▸ WORK INSTRUCTIONS: Wherever the word "fine" occurs in the lines below, copy the whole line.

▸ Stored data entries:
PR #456, opened 2020-02-14
Adds google classroom icon

tesk9:
Screen Shot 2020-02-14 at 2 45 40 PM

cc @NoRedInk/design Is this still what we want the google classroom icon to look like? (I wonder if there's a single-color alternative?)

### DIFF
--- a/src/Nri/Ui/Logo/V1.elm
+++ b/src/Nri/Ui/Logo/V1.elm
@@ -1,12 +1,12 @@
 module Nri.Ui.Logo.V1 exposing
     ( noredink
-    , facebook, twitter, clever
+    , facebook, twitter, clever, googleClassroom
     )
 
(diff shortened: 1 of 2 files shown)


bendansby:
Looks like they offer a single color version here https://developers.google.com/classroom/brand

tesk9:
Hmm it also says that they care about all the colors in the black and white and gray logo 🤔now i'm not sure what to do 😅

Arkham:
Oh, I merged this because I thought it looked great, only realized now that we were still discussing if we wanted the colorized version or the greyscale version. My bad! If you are planning to follow up and create a new pr for the greyscale version, assign me to it!

tesk9:
No thanks for merging! I'm happy with this as our next step!

PR #458, opened 2020-02-17
Text links

bendansby:
Improves the styling of links in text by adding an underline and making them always blue.

image

### DIFF
--- a/src/Nri/Ui/Text/V4.elm
+++ b/src/Nri/Ui/Text/V4.elm
@@ -54,6 +54,7 @@ API. See the Nri.Ui.Heading.V2 docs for details.
 -}
 
 import Css exposing (..)
+import Css.Global exposing (a, descendants)
 import Html.Styled exposing (..)
 import Html.Styled.Attributes exposing (css)
 import Nri.Ui.Colors.V1 exposing (..)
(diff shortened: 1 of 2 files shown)


tesk9:
Screen Shot 2020-02-18 at 10 51 15 AM

I moved the examples around a bit so that links would always show for non-user generated text. (I don't think there's a way for users to generate an actual link, unless we're parsing markdown somewhere? Which might make sense for non rich text prompts 🤔...)

bendansby:
Thank you!! That strikes this Hack Day item off the list: 
image


Re: ug, maybe relevant? https://noredink.slack.com/archives/CT3E6DFS5/p1581611224016500

tesk9:
Screen Shot 2020-02-18 at 11 18 03 AM

I looked into it. I believe that all the writing assignment prompts are rich text, which means that they're not rendered with the text component.  The rich text read only styles claim to be duplicated from UG text (https://github.com/NoRedInk/NoRedInk/blob/master/monolith/ui/src/Nri/Writing/RichText/Styles.elm#L72). I'm not sure to what degree it's worth improving RichText, since we're moving towards the Quill implementation (although I doubt we'll have time to do anything with prompts for a long time).

I see 1 use of ugMediumBody in the monolith (in Page/Learn/GuidedDrafts/ExpandingCard.elm). 

We seem to use ugSmallBody often, but only for overall comments. Theoretically we should also be planning to transition these comments to support rich formatting (imo). We don't seem to be interpreting overall  comments as markdown at this point:

Screen Shot 2020-02-18 at 11 24 02 AM

Screen Shot 2020-02-18 at 11 25 22 AM



All of which is to say: (1) I bet the next version of Text doesn't need ug* helpers at all (2) we should decide how we want to handle user-authored links and be consistent with them.

PR #466, opened 2020-03-06
Move the source back from lib/noredink-ui to the root

allenap:
Regarding the noredink-ui migration to the monorepo: there's a lot of work left to do; people have questions and reservations about doing this; having the noredink-ui source in a subfolder is preventing people from publishing new versions. For the last point alone we have to go forwards or go backwards, we can't stay still. Given that going backwards – moving the code back to the top of the noredink-ui repo – is simple and will take the pressure off, Puffins propose doing that for now.


allenap:
The failing security/snyk test is because it's expecting to find `package.json` at the repo root in **master**. It's not checking this branch. Merging this PR ought to fix it.

allenap:
> The failing security/snyk test is because it's expecting to find `package.json` at the repo root in **master**. It's not checking this branch. Merging this PR ought to fix it.

Fwiw, the Snyk test has gone green again since this was merged to master.

PR #473, opened 2020-03-17
Tessa/add banner alert custom

tesk9:
Screen Shot 2020-03-17 at 1 37 19 PM

cc @NoRedInk/design  NOTE: in context, the background and text color will be correct. Pinging for spacing. I kept the same margin as was used in the existing banner alerts, but I think it looks a bit different since the premium flag's right edge is `<  ` rather than `)  `. Also pinging to let you know that after this code is released, we'll be able to support arbitrary icons in the banner alerts.

Adds `custom` helper to BannerAlert. Part of https://www.pivotaltracker.com/story/show/171840495.

I think there's a better API possible here, but not without adding a new version of BannerAlert. I think this is an okay short-term step.


staceyadams:
> Also pinging to let you know that after this code is released, we'll be able to support arbitrary icons in the banner alerts.

🎉

Arkham:
I took a look at the Percy diffs and noticed the premium image got slightly smaller, was this part of the plan?

staceyadams:
Not part of the plan but I think it's ok

PR #483, opened 2020-03-27
Prevent text area with auto resize from jumping scroll position

mthadley:
Here's the summary from the first commit message

> The old logic looked like this:
> 
> ```
> if (this._textarea.scrollHeight > minHeight) {
>   this._textarea.style.height = minHeight + 'px'
>   this._textarea.style.height = this._textarea.scrollHeight + 'px'
> }
> ```
> 
> Imagine a case where the `minHeight` is actually less than the current
> height of the text area due to the current content. The height of the
> element would be set to a smaller value, and then later reset to the
> desired height. This causes the overall scroll height of the page to
> shrink (because the text-area did), and then expand again. Now the
> scroll position for the user on the page has changed, and this happens
> on every keystroke.
> 
> This change just skips the first assignment to `.height`. I'm not sure why it
> was initially there, but I can't see a reason for keeping it (especially
> since it seems to be the cause of this bug).

Here's the bug in action, where the scroll position on the page seemingly jumps every time I input a character:

before

Here's after the change. Notice no jumping as I type:

after

You can play around with the behavior using the same test content below used in the gifs in the current netlify-deployed styleguide, and the one listen in the CI checks (which has the fix).

<details>
  <summary>Lorem Ipsum</summary>
   Lorem ipsum dolor sit amet, consectetur adipiscing elit. Phasellus quis finibus lorem. Donec in ante est. Pellentesque velit ligula, ornare a justo sed, consequat molestie lorem. Vivamus congue, risus eu feugiat mattis, ante eros efficitur arcu, maximus imperdiet leo odio eu risus. Curabitur pellentesque justo sed pulvinar semper. Nunc mi eros, tincidunt in fermentum a, pulvinar ut libero. In dapibus justo lectus, quis consequat tellus tincidunt vel. Vivamus convallis augue eget diam suscipit malesuada. Duis convallis ante est, sit amet tempus nisi venenatis et. Nunc eleifend pretium purus non egestas. In hac habitasse platea dictumst. Morbi leo justo, pharetra sit amet arcu non, ullamcorper rutrum urna. In venenatis, magna sit amet convallis lacinia, urna justo blandit purus, ac interdum diam diam id libero. Praesent ac massa at mauris scelerisque placerat et sit amet massa.

[...]

PR #485, opened 2020-03-31
Bump npm package to 1.2.2

mthadley:
Releases the fix in the TextArea custom element from #483 

Also, I didn't actually need to bump the elm package in #484 since it didn't actually change any Elm code! Woops! I kinda went on autopilot there, since I rarely make changes to our js code here.


mthadley:
Force pushing a new commit since I just remembered that `npm version patch` exists, which makes the exact change I want, and adds the right tag for release.

PR #725, opened 2021-09-01
Add border radius to checkbox

bendansby:
So little white corners don't show when the background is a color (like when a topic is selected in the Assignment Library)

image


tesk9 (approved):
Woo wayyy nicer thank you!

PR #726, opened 2021-09-02
Make toggleButton clickable in style guide

LearningNerd:
Related to [this story in Pivotal Tracker, "Grades buttons change position/height when pressed"](https://www.pivotaltracker.com/story/show/178325503) -- wanted to check if this bug would appear in the style guide (just ruled it out), and thought this would be a nice small improvement.

Now you can click on the toggle buttons under "Button toggle" to preview how they change state visually: 
image

Thank you @tesk9 for pairing with me on this!

### DIFF
--- a/styleguide-app/Examples/Button.elm
+++ b/styleguide-app/Examples/Button.elm
@@ -80,12 +80,14 @@ update msg state =
             ( state, Cmd.none )
 
         ToggleToggleButton id ->
-            ( { state | pressedToggleButtons =
-                if Set.member id state.pressedToggleButtons then
-                    Set.remove id state.pressedToggleButtons
-                else
-                    Set.insert id state.pressedToggleButtons
-                }
+            ( { state
+                | pressedToggleButtons =
+                    if Set.member id state.pressedToggleButtons then
+                        Set.remove id state.pressedToggleButtons
+
+                    else
+                        Set.insert id state.pressedToggleButtons
+              }
             , Cmd.none
             )
 
--- a/styleguide-app/Examples/Button.elm
+++ b/styleguide-app/Examples/Button.elm
@@ -59,6 +59,7 @@ type ButtonType
 type Msg
     = SetDebugControlsState (Control Model)
     | ShowItWorked String String
+    | ToggleToggleButton Int
     | NoOp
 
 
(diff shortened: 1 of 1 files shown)


bendansby (approved):
Lovely!

LearningNerd:
I take it back about ruling this out -- I was able to replicate the bug inside the style guide by changing the containing `div` to `display: block` (it was currently using `display:flexbox`):

image
image

I assume we want these toggle buttons to look right regardless of what kind of container they're used inside, so here's my proposed solution to fix the on-click visual jitter: set the toggle button's `vertical-align` property to _anything other than_ `baseline`. That fixes it.

@bendansby any thoughts on this? Specifically, is `vertical-align: bottom` a safe default to use instead of `baseline`? Or maybe `middle` is better?

bendansby:
`middle` seems like a sensible choice! I also have an alternate idea for your consideration:

I see that our buttons are set to `display: inline-flex` and setting them to `display: flex` fixes the problem. To me that seems too opinionated for a style guide primitive. I would opt for just having them be `display: flex` and let their containers out in the wild determine their layout. 

But I'm assuming we have a lot of buttons out there relying on their inline-flexibility, so what do you think about making just the toggle buttons `display: flex` and adjusting their containers as needed, since as you mentioned it's not a heavily used subcomponent?

Either solution works for me!

bendansby (approved):
Actually thinking on it more, I like your solution better, since, if we want any kind of button to be inline-flex, it's probably the toggle buttons.

styleguide-app/Examples/Button.elm
```diff
@@ -78,6 +79,16 @@ update msg state =
             in
             ( state, Cmd.none )
 
+        ToggleToggleButton id ->
+            ( { state | pressedToggleButtons =
+                if Set.member id state.pressedToggleButtons then
+                    Set.remove id state.pressedToggleButtons
+                else
+                    Set.insert id state.pressedToggleButtons
```
ap-nri: I could have sworn there was a helper for this in Set.Extra or Sort.Set but nope.

ap-nri: Oh wait there is! this is totally fine as is though. https://package.elm-lang.org/packages/stoeffel/set-extra/latest/Set-Extra#toggle

ap-nri (approved):
'88 jordan leapin' from the free throw

PR #727, opened 2021-09-04
Input padding

bendansby:
I noticed that a checkbox was not aligned on the assignment form, and then I checked some radio buttons, and same thing, and then once you see it, you can't unsee it everywhere, so, gotta fix it.

Napkin 2 09-04-21, 11 12 08 AM


styleguide-app/Examples/RadioButton.elm
```diff
@@ -35,7 +35,7 @@ example =
     , update = update
     , subscriptions = subscriptions
     , view = view
-    , categories = [ Layout ]
+    , categories = [ Inputs ]
```
tesk9, line 38: 😍

styleguide-app/Examples/RadioButton.elm
```diff
@@ -85,7 +85,7 @@ view model =
 
 viewVanilla : State -> Html Msg
 viewVanilla state =
-    div [ css [ Css.margin (Css.px 8) ] ]
+    div []
```
tesk9, line 88: Should the `viewPremium` margin also be cleared out?

src/Nri/Ui/Checkbox/V5.elm
```diff
@@ -300,9 +300,8 @@ viewIcon styles icon =
         [ css
             [ position absolute
             , left zero
+            , paddingTop (px 4)
             , top (calc (pct 50) minus (px 18))
-            , border3 (px 2) solid transparent
```
tesk9, line 304: These styles were to account for the faked focus outline for keyboard users. Without the padding being even and without the transparent border, the focus styles looks kinda funky:

image

src/Nri/Ui/RadioButton/V2.elm
```diff
@@ -177,7 +178,7 @@ internalView config =
                 , ( "Nri-RadioButton-RadioButtonChecked", isChecked )
                 ]
             , css
-                [ padding4 (px 4) zero (px 4) (px 40)
+                [ padding4 zero zero zero (px 35)
```
tesk9, line 181: We're seeing a similar problem with the focus ring as the checkbox. Now, you can't see the focus ring for radio buttons at all.

tesk9 (commented):
@LearningNerd and I paired on reviewing and we noticed that the style changes cause regressions to the focus rings. We'd offer you a suggestion but it definitely seems like a tricky puzzle!

bendansby:
[Chesterton's fence](https://wiki.lesswrong.com/wiki/Chesterton%27s_Fence) strikes again!

bendansby:
What do you think of this solution on checkbox?

bendansby:
Ugh, I just realized my solution only shows for keyboard input in Safari but shows on click in Chrome.

bendansby:
@LearningNerd @tesk9 OK, trying a different tack! How's that look?

tesk9:
Looks really nice! 😻 

When we use the radio buttons and checkboxes, we'll definitely want to be careful about spacing them out so the focus doesn't overlap:
Screen Shot 2021-09-09 at 5 09 56 PM
But I doubt we're smooshing the inputs close enough together that we'll end up with any problems. Looks like it'll work great!

I'm out of time to review the code part today. Liz, feel free to review, approve, & merge without me! If you don't get to it, I'll come back to it when I can.

LearningNerd:
> "When we use the radio buttons and checkboxes, we'll definitely want to be careful about spacing them out so the focus doesn't overlap [...] But I doubt we're smooshing the inputs close enough together that we'll end up with any problems"
-- @tesk9 

Hmm, I'm not clear on the convention for how things appear in the style guide versus how they appear "in the wild" inside NRI. For example, do we often use radio buttons side by side? If I were to add radio buttons to a page, would it then just be up to me to add some additional CSS to them or their parent container to space them out horizontally in a way I think looks good? 

@bendansby I don't know if it's easy to add more default spacing to the radio buttons if they're side by side, but that'd be my only other suggestion -- _or_ some guidance from the style guide on how I should use them / space them out would be super helpful! :)

bendansby:
Good question! We do have some side by side radio buttons on the site. In this example, padding has been added to separate each one. So that need was already present. The style guide could definitely be a lot more helpful in terms of recommending real world usage, though, I hear that!

image

LearningNerd:
Cool, thanks for clarifying @bendansby! Sounds like a topic for future updates / discussion though, I don't want to derail this thread lol. I think we can call this one done, calling in the bot 🤖 🎉   @NoRedInkBot +r

bendansby:
I think r+ only works on the monolith? Let's see:

@NoRedInkBot r+

bendansby:
Yup looks like. Thanks for reviewing!

PR #728, opened 2021-09-07
Delete the now unused callout component

bendansby:


BrianHicks:
this will create a major version bump. That's probably OK, but we should talk with folks in #eng-frontend to see if there's anything else we need to batch with that!

This change, by itself, looks fine! We just need to remove the module name from `elm.json` before it will pass.

bendansby:
When a new version is created, don't we/doesn't that just bring along all the stuff since the previous version?

BrianHicks:
yep, but we try to batch major version releases because they can create situations where we need to remove code. I know you removed all the relevant code first this time, but there may be other stuff and syncing on it is probably wise! I'll ask around.

bendansby:
OK, thanks!

LearningNerd:
Thanks for posting on Slack @BrianHicks! Just posted my tiny tiny update to the toggle button UI in https://github.com/NoRedInk/noredink-ui/pull/729, maybe we can include that in the update.

PR #733, opened 2021-09-28
Tessa/add balloon v1

tesk9:
Adds Balloon component to noredink-ui.

image

Made some slight changes to the API to make the `Attribute`s of the Balloon concrete by removing type holes..

There are some weird behaviors when using a percentage width. These were pre-existing. The next version of the Balloon should fix.


Arkham:
LGTM :)

PR #734, opened 2021-09-28
Tessa/add search input

tesk9:
I started looking into adding a new SearchBar component (based off of Nri/SearchBar), but it seemed the existing monolith component was not accessible. So instead, I've extended the TextInput module to include a `search` type.

Visually, the TextInput.search should match the Nri.SearchBar pretty closely. The TextInput version will _not_ keep track of searchIterations, as the Nri.SearchBar version did.

search text input

cc @NoRedInk/design


bendansby:
> The TextInput version will not keep track of searchIterations

what does this mean?

tesk9:
> > The TextInput version will not keep track of searchIterations

> what does this mean?

For a reason that's unclear to me, Nri.SearchBar keeps track of how may times the search has been reset, and calls this number `searchIter`. I think there may have been a bug in the reset behavior at some time, since the searchIter value is being used for a keyed node?

In any event -- I mentioned this here in the interest of explicitly noting differences between TextInput.search and the monolith equivalent. I don't think there's any kind of user-facing impact or metrics impact.

PR #735, opened 2021-09-29
Dansby/mobile modal

bendansby:
Some tweaks for modals on mobile devices.

IMG_2896
IMG_2897

### DIFF
--- a/src/Nri/Ui/Modal/V11.elm
+++ b/src/Nri/Ui/Modal/V11.elm
@@ -438,7 +438,7 @@ modalStyles =
     , width (px 600)
     , backgroundColor Colors.white
 
-    -- the modal should grow up to the viewport minus a 50px margin
+    -- the modal should grow up to the viewport minus a 20px margin
     , maxHeight (calc (pct 100) minus (px 40))
     ]
 
--- a/src/Nri/Ui/Modal/V11.elm
+++ b/src/Nri/Ui/Modal/V11.elm
@@ -166,6 +166,7 @@ import Browser
 import Browser.Dom as Dom
 import Browser.Events
 import Css exposing (..)
+import Css.Media
 import Css.Transitions
 import Html.Styled as Root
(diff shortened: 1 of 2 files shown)


src/Nri/Ui/Modal/V11.elm
```diff
@@ -425,16 +426,20 @@ modalStyles =
...
     , borderRadius (px 20)
     , boxShadow5 zero (px 1) (px 10) zero (rgba 0 0 0 0.35)
+    , Css.Media.withMedia
+        [ Css.Media.all [ Css.Media.maxWidth (px 1000) ] ]
+        [ borderRadius zero
+        ]
 
     -- Spacing
-    , margin2 (px 50) auto
+    , margin2 (px 20) auto
```
bendansby, line 435: This is intended for both mobile and desktop.

src/Nri/Ui/Modal/V11.elm
```diff
@@ -425,16 +426,20 @@ modalStyles =
...
 
     -- Size
     , width (px 600)
     , backgroundColor Colors.white
 
     -- the modal should grow up to the viewport minus a 50px margin
```
tesk9, line 441: Maybe we should update this comment too?

tesk9 (commented):
Looks good! The chrome mobile previewer was not very helpful but I looked at it on my actual phone (thanks, netlify previews!) and it's definitely a big improvement!

One thing on the margin2 mobile & desktop change -- I think this allows for some content overlap:

### Before
Screen Shot 2021-09-29 at 11 40 45 AM

### On this PR
Screen Shot 2021-09-29 at 11 40 20 AM

src/Nri/Ui/Modal/V11.elm
bendansby: Good catch, updated.

bendansby:
Thanks! I think I'm OK with that overlap. Will see how it feels once it's in the site and make adjustments as necessary.

PR #736, opened 2021-10-03
Message tweaks

bendansby:
Especially mobile styles for the banner size.

Screen Shot 2021-10-03 at 11 34 52 AM
Screen Shot 2021-10-03 at 11 35 03 AM
Napkin 2 10-03-21, 12 17 26 PM

### DIFF
--- a/src/Nri/Ui/Message/V3.elm
+++ b/src/Nri/Ui/Message/V3.elm
@@ -162,6 +162,7 @@ view attributes_ =
                              borderRadius (px 8)
                            , padding (px 20)
                            , backgroundColor_
+                           , position relative
                            ]
                     )
                  ]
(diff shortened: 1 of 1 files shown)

▸ YOUR SOLUTION:
ap-nri: Oh wait there is! this is totally fine as is though. https://package.elm-lang.org/packages/stoeffel/set-extra/latest/Set-Extra#toggle
This change, by itself, looks fine! We just need to remove the module name from `elm.json` before it will pass.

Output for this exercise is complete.